All in, the venture's total cost could surpass $36-billion. Mr. Culbert stressed that when examining the entire venture from wellhead to terminal, Canadian content is high.

"When you look at the magnitude of jobs that we're creating with the whole package, it's quite staggering," he said, adding that in northeastern B.C., where Petronas unit Progress Energy is drilling up a storm, more than 6,000 Canadians have jobs on Progress-commissioned rigs and with associated suppliers.

If Pacific NorthWest LNG approves the Lelu Island terminal, finding enough qualified Canadians won't be easy, Mr. Culbert said. About 500 workers would be required in the second half of 2015, then 2,500 people in 2016 as the building phase kicks off.

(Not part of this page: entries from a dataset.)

Issue #1710, opened 2020-02-13
von Mises circular distribution cdf


bob-carpenter:
## Description

It'd be nice to have the cdf and ccdf for the von Mises distribution.  

This came up in this Discourse topic:  https://discourse.mc-stan.org/t/cdf-of-a-von-mises-distribution/12953

#### Current Version:
v3.1.0

pgree:
I've started to work on this.

PR #1753, opened 2020-02-28
Feature/1710 von mises cdf

pgree:
## Summary

I added a function to compute the cdf of the von Mises distribution.

## Tests

The test evaluates the von Mises cdf at a number of points in the parameter space and checks that those values are equal, to 12 digits, to hard-coded values obtained from scipy's implementation of the same function. 

## Side Effects

None

## Checklist

- [x] Math issue #1710 


stan/math/prim/fun/modified_bessel_first_kind.hpp
```diff
@@ -40,6 +40,12 @@ inline T2 modified_bessel_first_kind(int v, const T2 z) {
   return boost::math::cyl_bessel_i(v, z);
 }
 
+inline double modified_bessel_first_kind(int v, int z) {
+  check_not_nan("modified_bessel_first_kind", "z", z);
+
+  return boost::math::cyl_bessel_i(v, double(z));
+}
+
```
SteveBronder: Why the need for a specialization here? I think you can just change the first one to

```cpp
template <typename T2, require_arithmetic_t<T2>* = nullptr>
inline auto modified_bessel_first_kind(int v, const T2 z) {
  check_not_nan("modified_bessel_first_kind", "z", z);
  return boost::math::cyl_bessel_i(v, static_cast<double>(z));
}
```

stan/math/prim/prob/von_mises_cdf.hpp
```diff
@@ -0,0 +1,124 @@
...
+namespace stan {
+namespace math {
+
+namespace internal {
+
+template <typename T_x, typename T_k, typename T_p>
+return_type_t<T_x, T_k, T_p> von_mises_cdf_series(const T_x& x, const T_k& k,
+                                                  const T_p& p) {
+  using stan::math::cos;
+  using stan::math::sin;
```
SteveBronder: You are already inside of the math namespace so these should be visible. You may actually want to do 
```suggestion
  using std::cos;
  using std::sin;
```

to make sure those are visible to the compiler

stan/math/prim/prob/von_mises_cdf.hpp
```diff
@@ -0,0 +1,124 @@
...
+
+  double pi = stan::math::pi();
+  auto s = sin(x);
+  auto c = cos(x);
+  auto sn = sin(p * x);
+  auto cn = cos(p * x);
+
+  return_type_t<T_x, T_k, T_p> R = 0;
+  return_type_t<T_x, T_k, T_p> V = 0;
```
SteveBronder:
```suggestion
  using return_t = return_type_t<T_x, T_k, T_p>;
  return_t R(0.0);
  return_t V(0.0);
```

I think we usually prefer calling the constructor over the assignment operator

stan/math/prim/prob/von_mises_cdf.hpp
```diff
@@ -0,0 +1,124 @@
...
+
+  int n;
+  for (n = p - 1; n > 0; n--) {
+    auto sn_tmp = sn * c - cn * s;
+    cn = cn * c + sn * s;
+    sn = sn_tmp;
+    R = 1 / (2.0 * n / k + R);
+    V = R * (sn / n + V);
+  }
```
SteveBronder: Can you do `for (int n = p - 1; n > 0; n--) {`?

Also optional, it's usually easier to read code that's done as a forward iterator instead of reverse. idk if that's possible here but would be nice if so

stan/math/prim/prob/von_mises_cdf.hpp
```diff
@@ -0,0 +1,124 @@
...
+  return 0.5 + x / (2 * pi) + V / pi;
+}
+
+template <typename T_x, typename T_k>
+return_type_t<T_x, T_k> von_mises_cdf_normalapprox(const T_x& x, const T_k& k) {
+  using std::exp;
+  using std::sqrt;
+  double pi = stan::math::pi();
```
SteveBronder:
```suggestion
  const double pi = stan::math::pi();
```

stan/math/prim/prob/von_mises_cdf.hpp
```diff
@@ -0,0 +1,124 @@
...
+
+  auto b = sqrt(2 / pi) * exp(k) / modified_bessel_first_kind(0, k);
+  auto z = b * sin(x / 2);
+  double mu = 0;
+  double sigma = 1;
```
SteveBronder: all const

stan/math/prim/prob/von_mises_cdf.hpp
```diff
@@ -0,0 +1,124 @@
...
+
+  return normal_cdf(z, mu, sigma);
+}
+
+template <typename T_x, typename T_k>
+return_type_t<T_x, T_k> von_mises_cdf_centered(const T_x& x, const T_k& k) {
+  // if the scale is sufficiently small, approximate the cdf with a
+  // normal distribution, otherwise, use the expansion from scipy
```
SteveBronder: Usually we don't require docs for internal functions, but this seems to be doing something pretty specific and you have docs already under the signature so it may be good to include docs for this

stan/math/prim/prob/von_mises_cdf.hpp
```diff
@@ -0,0 +1,124 @@
...
+    f = von_mises_cdf_series(x, k, p);
+    if (f < 0)
+      f = 0;
+    if (f > 1)
+      f = 1;
+  } else {
+    f = von_mises_cdf_normalapprox(x, k);
+  }
+  return f;
+}
```
SteveBronder: How about just hardcoding the stuff above?
```suggestion
using return_t = return_type_t<T_x, T_k>;
return_t f; // Should f be initialized to some value?
if (k < 50.0) {
  const auto p = value_of_rec(28.0 + 0.5 * k - 100.0 / (k + 5.0) + 1.0);
  f = von_mises_cdf_series(x, k, p);
  if (f < 0) {
    f = 0.0
    return f;
  } else if (f > 1.0) {
    f = 1.0;
    return f;
  }
} else {
  f = von_mises_cdf_normalapprox(x, k);
  return f;
}
return f;
}
```

stan/math/prim/prob/von_mises_cdf.hpp
```diff
@@ -0,0 +1,124 @@
...
+ * @param k The inverse scale of the distriubtion
+ * @return The von Mises cdf evaluated at the specified arguments
+ * @tparam T_x Type of x
+ * @tparam T_mu Type of mean parameter
+ * @tparam T_k Type of inverse scale parameter
+ */
+template <typename T_x, typename T_mu, typename T_k>
+inline return_type_t<T_x, T_mu, T_k> von_mises_cdf(const T_x& x, const T_mu& mu,
+                                                   const T_k& k) {
+  static char const* const function = "von_mises_cdf";
```
SteveBronder:
```suggestion
  static char const* function = "von_mises_cdf";
```

stan/math/prim/prob/von_mises_cdf.hpp
```diff
@@ -0,0 +1,124 @@
...
+  using T_partials_return = partials_return_t<T_x, T_mu, T_k>;
+  using internal::von_mises_cdf_centered;
+
+  check_not_nan(function, "Random variable", x);
+  check_not_nan(function, "Scale parameter", k);
+  check_not_nan(function, "Location parameter", mu);
+  check_positive(function, "Scale parameter", k);
+
+  // shift x so that mean is 0
+  return_type_t<T_x, T_mu, T_k> x2 = x - mu;
```
SteveBronder:
```suggestion
  T_partials_return x2 = x - mu;
```

stan/math/prim/prob/von_mises_cdf.hpp
```diff
@@ -0,0 +1,124 @@
...
+
+  // x is on an interval (2*n*pi, (2*n + 1)*pi), move it to (-pi, pi)
+  double pi = stan::math::pi();
+  x2 += pi;
+  auto x_floor = floor(x2 / (2 * pi));
+  auto x_moded = x2 - x_floor * 2 * pi;
+  x2 = x_moded - pi;
```
SteveBronder:
```suggestion
  const double pi = stan::math::pi();
  x2 += pi;
  const auto x_floor = floor(x2 / (2 * pi));
  const auto x_moded = x2 - x_floor * 2 * pi;
  x2 = x_moded - pi;
```

stan/math/prim/fun/modified_bessel_first_kind.hpp
bbbales2: @pgree was talking to me about this yesterday.

Apparently ```boost::math::cyl_bessel_i``` explodes if the second argument is an int, but it's fine to cast it to a double (and that makes sense).

I think we need the other version in case we pass in something that'll get autodiffed (fvars, or whatnot). I think what you have here is a suitable way to code the alternative.

The need for the alternative should definitely be doc'd in the function comments though.

stan/math/prim/prob/von_mises_cdf.hpp
bbbales2: Do ```--n``` too. I think we favor that style?

stan/math/prim/prob/von_mises_cdf.hpp
bbbales2: Also we're in stan::math still so let's just use ```pi()``` everywhere

stan/math/prim/fun/modified_bessel_first_kind.hpp
SteveBronder: Cool beans feel free to chose this after docs are added

stan/math/prim/prob/von_mises_cdf.hpp
SteveBronder: it's nanoseconds faster but I'm indifferent either way

bbbales2: I feel the same.

stan/math/prim/prob/von_mises_cdf.hpp
```diff
@@ -0,0 +1,124 @@
...
+  check_not_nan(function, "Random variable", x);
+  check_not_nan(function, "Scale parameter", k);
+  check_not_nan(function, "Location parameter", mu);
+  check_positive(function, "Scale parameter", k);
+
+  // shift x so that mean is 0
+  return_type_t<T_x, T_mu, T_k> x2 = x - mu;
+
+  // x is on an interval (2*n*pi, (2*n + 1)*pi), move it to (-pi, pi)
+  double pi = stan::math::pi();
```
bbbales2: I'm not sure we want the cdf to be periodic. I'm not sure why this doesn't have the support cleanly defined. @bgoodri do you have an opinion here? This seems a bit sketchy. But also saying the support is ```(mu - pi, to mu + pi)``` is weird cause then the support is a function of the parameters.

There's a little note in the docs, but it's also weirdly vague: https://mc-stan.org/docs/2_22/functions-reference/von-mises-distribution.html (starting with: "In order for this density to properly normalize")

stan/math/prim/prob/von_mises_cdf.hpp
```diff
@@ -0,0 +1,124 @@
...
+  x2 += pi;
+  auto x_floor = floor(x2 / (2 * pi));
```
bbbales2: Looks like TWO_PI is a constant we can use: https://github.com/stan-dev/math/blob/develop/stan/math/prim/prob/von_mises_lpdf.hpp#L70

stan/math/prim/prob/von_mises_cdf.hpp
bbbales2: Yeah this have docs. This looks like the von-mises for mu = 0 and assuming a strict -pi to pi support right?

Just copy paste the docs from the other function and start with that. You don't need to repeat the equations in here.

stan/math/prim/prob/von_mises_cdf.hpp
```diff
@@ -0,0 +1,124 @@
...
+#include <stan/math/prim/fun/modified_bessel_first_kind.hpp>
+#include <cmath>
+
+namespace stan {
+namespace math {
+
+namespace internal {
+
+template <typename T_x, typename T_k, typename T_p>
+return_type_t<T_x, T_k, T_p> von_mises_cdf_series(const T_x& x, const T_k& k,
```
bbbales2: Add short doc to describe where this series thing is useful, if possible put a citation

stan/math/prim/prob/von_mises_cdf.hpp
```diff
@@ -0,0 +1,124 @@
...
+    cn = cn * c + sn * s;
+    sn = sn_tmp;
+    R = 1 / (2.0 * n / k + R);
+    V = R * (sn / n + V);
+  }
+  return 0.5 + x / (2 * pi) + V / pi;
+}
+
+template <typename T_x, typename T_k>
+return_type_t<T_x, T_k> von_mises_cdf_normalapprox(const T_x& x, const T_k& k) {
```
bbbales2: Add short doc, also a citation if possible. It's hard to understand why code that is doing a numerical trick is doing that trick otherwise.

stan/math/prim/prob/von_mises_cdf.hpp
bbbales2: We don't want the std ones though? We really do want the stan::math ones. Just leaving stan::math out is enough.

test/unit/math/prim/prob/von_mises_cdf_test.cpp
```diff
@@ -0,0 +1,189 @@
+#include <stan/math/prim.hpp>
+#include <stan/math/prim/fun/constants.hpp>
+#include <gtest/gtest.h>
+
+TEST(ProbVonMises, random_cdf_test) {
+  using stan::math::von_mises_cdf;
+  double pi = stan::math::pi();
+  // check that our von_mises_cdf coincides with scipy's
+  double ABS_TOL = 1e-12;
+  ASSERT_NEAR(0.0000157567385742, von_mises_cdf(-3.141492653589793, 0, 0.01),
```
bbbales2: The prim tests should test all the throws happen in the right cases: https://github.com/stan-dev/math/blob/f24720ca194057e7e27e8306cc6cb09a23c25b2f/stan/math/prim/prob/von_mises_cdf.hpp#L103

Like: https://github.com/stan-dev/math/blob/develop/test/unit/math/prim/fun/diag_post_multiply_test.cpp#L40

test/unit/math/rev/prob/von_mises_cdf_test.cpp
```diff
@@ -0,0 +1,49 @@
+#include <stan/math/rev.hpp>
```
bbbales2: I think the mix tests cover this file. I think we can delete this.

stan/math/prim/prob/von_mises_cdf.hpp
pgree: Yes, that's right. Will add the docs.

stan/math/prim/prob/von_mises_cdf.hpp
pgree: The docs are a little unclear and also don't reflect what the pdf is actually doing. I made the cdf periodic in order to be consistent with the pdf. We could just define all the von mises functions so that they have mu=0 and support on (-pi, pi).

bbbales2:
How annoying would it be if I said let's not do the normal approximation? I don't think what scipy is doing is great.

Try this, for instance:
```
>>> import scipy.stats
>>> a = 49.99999999999999
>>> print('{:.20}'.format(a))
49.999999999999992895
>>> b = 49.99999999999998
>>> print('{:.20}'.format(b))
49.999999999999978684
>>> scipy.stats.distributions.vonmises.cdf(0.16534171860998947, a)
0.87796123244401891
>>> scipy.stats.distributions.vonmises.cdf(0.16534171860998947, b)
0.87796123244401891
>>> scipy.stats.distributions.vonmises.cdf(0.16534171860998947, 50)
0.8779632968295088
```

Either that or we should smooth it out. Maybe interpolate between k = 49 and k = 50.

Is this approximation because the numerics of the series blow up for k > 50 or is this a performance thing? If it's numerics, I'm tempted to try to figure out the interpolation. If it's performance, don't worry about this approximation.

Ofc. I don't know if that really matters, but these are just the sorts of things that will probably never get checked again once they're in hence the nitpickyness.

test/unit/math/prim/prob/von_mises_cdf_test.cpp
```diff
@@ -0,0 +1,247 @@
...
+  }
+  sum = sum / ((n - 1) / (xmax - xmin));
+
+  // and compare to cdf
+  double val2 = von_mises_cdf(xmax, mu, k) - von_mises_cdf(xmin, mu, k);
+
+  ASSERT_NEAR(val2, sum, abs_tol_int);
+}
+
+TEST(ProbVonMises, pointwise_cdf_test) {
```
bbbales2, line 42: It looks like the tests to make sure prim is throwing in the right places are missing.

All these checks should get checked that they fail in at least one way:

```
check_not_nan(function, "Random variable", x);
check_not_nan(function, "Scale parameter", k);
check_not_nan(function, "Location parameter", mu);
check_positive(function, "Scale parameter", k);
check_less_or_equal(function, "Random variable", x, pi);
check_greater_or_equal(function, "Random variable", x, -pi);
```

stan/math/prim/prob/von_mises_cdf.hpp
```diff
@@ -0,0 +1,172 @@
...
+  check_positive(function, "Scale parameter", k);
+  check_less_or_equal(function, "Random variable", x, pi);
+  check_greater_or_equal(function, "Random variable", x, -pi);
+
+  // shift x so that mean is 0
+  return_t x2 = x - mu;
+
+  // x is on an interval (2*n*pi, (2*n + 1)*pi), move it to (-pi, pi)
+  x2 += pi;
+  const auto x_floor = floor(x2 / TWO_PI);
```
bbbales2, line 139: Do we still need this modulus logic?

stan/math/prim/prob/von_mises_cdf.hpp
```diff
@@ -0,0 +1,172 @@
...
+ * https://github.com/scipy/scipy/blob/8dba340293fe20e62e173bdf2c10ae208286692f/scipy/stats/vonmises.py
+ *
+ * When k < 50, approximate the von Mises cdf
+ * with the following expansion that comes from
+ * scipy.
+ */
+template <typename T_x, typename T_k>
+return_type_t<T_x, T_k> von_mises_cdf_series(const T_x& x, const T_k& k) {
+  const double pi = stan::math::pi();
+  int p = value_of_rec(28 + 0.5 * k - 100 / (k + 5) + 1);
```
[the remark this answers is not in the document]
pgree: Rounding down should be fine here

stan/math/prim/prob/von_mises_cdf.hpp
```diff
@@ -0,0 +1,172 @@
...
+ * the cdf with a Gaussian. Otherwise, use the expansion from scipy.
+ */
+template <typename T_x, typename T_k>
+return_type_t<T_x, T_k> von_mises_cdf_centered(const T_x& x, const T_k& k) {
+  double ck = 50;
+  using return_t = return_type_t<T_x, T_k>;
+  return_t f;
+  if (k < 49) {
+    f = von_mises_cdf_series(x, k);
+    if (f < 0) {
```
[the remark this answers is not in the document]
pgree: these are both relics of the scipy implementation. I haven't checked  whether these conditions are ever actually met or not. I did test that the CDF agrees with the lpdf already  in Stan and they do to at least ~7 digits.

stan/math/prim/prob/von_mises_cdf.hpp
pgree: unfortunately, I think we still do. I played around with it a bit in the hopes of deleting some of these lines, but I could not find a good solution.

pgree: The comment is now wrong, though, and I'll fix that

bbbales2:
@pgree I just realized this function doesn't take vectorized things. Let me just take this pull over and put all this stuff in. Also right now all our CDFs are tested in math/test/prob/ (check [here](https://github.com/stan-dev/math/blob/develop/test/prob/normal/normal_cdf_test.hpp) for instance).

It's gonna be easier if I just code all this stuff up and then you or someone else reviews it. The numerical stuff make sense and the rest of this is just annoying boilerplate.

bbbales2:
Sorry for the long delay, finally got back to this. I pushed three files to the probability test directory.

They are (have a quick look at them to see what they're doing):
```
test/prob/von_mises/von_mises_cdf_test.hpp
test/prob/von_mises/von_mises_cdf_log_test.hpp
test/prob/von_mises/von_mises_ccdf_log_test.hpp
```

They feed into the probability test framework, which calls pdfs/cdf/lcdfs/lccdfs with all combinations of arguments to make sure they work.

To run the basic tests you can do:
```
./runTests.py test/prob/von_mises/von_mises_cdf_00000_generated_v_test
./runTests.py test/prob/von_mises/von_mises_cdf_log_00000_generated_v_test
./runTests.py test/prob/von_mises/von_mises_ccdf_log_00000_generated_v_test
```

From this, I think the immediate things that are obvious are we should add a cdf_log implementation and a ccdf_log implementation. If these are wrappers around cdf, so be it, but they should probably exist to make this consistent with all the other interfaces.

When I ran ```./runTests.py test/prob/von_mises/von_mises_cdf_00000_generated_v_test```, it looks like the lpdf there wasn't accepting arrays for one of the arguments properly. The error lists are long cause it's compiling a bajillion tests. When you find an error here, it might be easier to try to re-create the error in the other unit tests and then develop those till they pass (in which case the simpler unit tests are better as well), but if you just want to work against these tests that's fine.

When you have those three tests working, you can run:
```
./runTests.py test/prob/von_mises/
```

And that'll test a bunch more stuff on those same files.

bbbales2:
@pgree: @bob-carpenter mentioned over [here](https://github.com/stan-dev/math/issues/1976) that all the pdfs/cdfs are dong with operands_and_partials ([here](https://github.com/stan-dev/math/blob/develop/stan/math/prim/prob/bernoulli_cdf.hpp) for instance).

That basically means we've written in custom gradients for everything.

Can we do that here too?

bob-carpenter:
I did not mean to imply all the cdfs are using operands-and-partials.  Just that it was a case where it'd make sense to write a simpler implementation to test a more complex operands-and-partials version or a more complex version that drops constants, etc.

The log cdfs just wrap the cdfs in a call to log.  Those could really use some more attention.  The log ccdfs just use log1m.

bbbales2:
I suppose if it's too hard here we won't do it.

pgree:
> I suppose if it's too hard here we won't do it.

I looked into this when I started writing this CDF. I determined at the time that it wasn't worth it since the partial with respect to the scale parameter is an ugly integral.

bbbales2:
Cool, we'll leave it autodiffed then.

syclik:
@pgree and @bbbales2, I just fixed the merge conflict (I hope). After this passes, @bbbales2, can you walk through your review and see what else needs to be addressed?

bbbales2:
This is failing the vectorized distribution checks. @pgree we can meet and discuss weee

bbbales2:
@pgree I vectorized the cdf implementation (in a very lazy way) and I also added lazy lcdf and lccdf implementations. I figure it's better to have them than not have them. If someone wants to do better later they are more than welcome.

I also added a bunch of tests to `test/prob`. These are failing and need some work.

So if you run:
```
./runTests.py test/prob/von_mises/von_mises_cdf_00000_generated_fd_test.cpp
```

And then you look at the output errors you will see the output.

It will probably be fastest if we work through this together. I'll share my screen and you can advise me on where the errors might be.

bbbales2:
I wasn't able to figure o ut the last thing with the lccdf. We're gonna have to do a round 2 codin' session

bbbales2:
@pgree remember to check out doing a von mises log cdf/log ccdfs. It should be possible to replace the log(cdf) terms with log_cdf terms at least when the normal approximation kicks in.

The tests to run are:
```
./runTests.py test/prob/von_mises/von_mises_cdf_00000_generated_v_test.cpp
./runTests.py test/prob/von_mises/von_mises_cdf_log_00000_generated_v_test.cpp
./runTests.py test/prob/von_mises/von_mises_ccdf_log_00000_generated_v_test.cpp
```

But if you hit numerical difficulties it might be faster to copy the mix `von_mises_cdf` tests (since these probability tests take a crazy long time to compile)

bbbales2:
@pgree yoyoyo want to pair program this?

pgree:
> @pgree yoyoyo want to pair program this?

I do!

bbbales2:
@serban-nicusor-toptal I merged develop into this a couple times but the Jenkins test never shows up. I can just close a reopen this pull. Is that the best way to get this rolling again?

serban-nicusor-toptal:
Hey @bbbales2 it should work fine now. For some reason, it went into a deadlock for this job, sorry for the inconvenience.

bbbales2 (commented):
I fixed a thing with one test. I'm gonna merge this if it passes tests. I think everything is here.

bbbales2:
@pgree you happy with this last test change? If so I'll merge it

bbbales2:
This [one](https://github.com/stan-dev/math/pull/1753/commits/8a2c5892387b1b9805abc85e67f8f643c680b049)

pgree:
> @pgree you happy with this last test change? If so I'll merge it

Yes, I agree that's a better test

bbbales2 (approved):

At the peak of the five-year construction period, from 2017 to 2018, at least 4,000 workers would be needed to build the export terminal, before tapering off to 1,500 people to complete the project in 2019.

A new report by the Skeena Watershed Conservation Coalition and consulting firm Sharp Six said that if Pacific NorthWest LNG embarks on construction in 2015, it will be competing against Alberta's oil sands for workers.

Rival projects also expected to compete for labour in northwest B.C. include two planned for Kitimat – Shell Canada Energy-led LNG Canada and Chevron Corp.-led Kitimat LNG. Australian media reported that Woodside Petroleum Ltd. of Australia is interested in acquiring Apache Corp.'s 50-per-cent stake in Kitimat LNG, a move that would provide a boost to the Chevron-led joint venture.

Pacific NorthWest LNG might take until the spring of 2015 to decide whether to forge ahead, analysts say.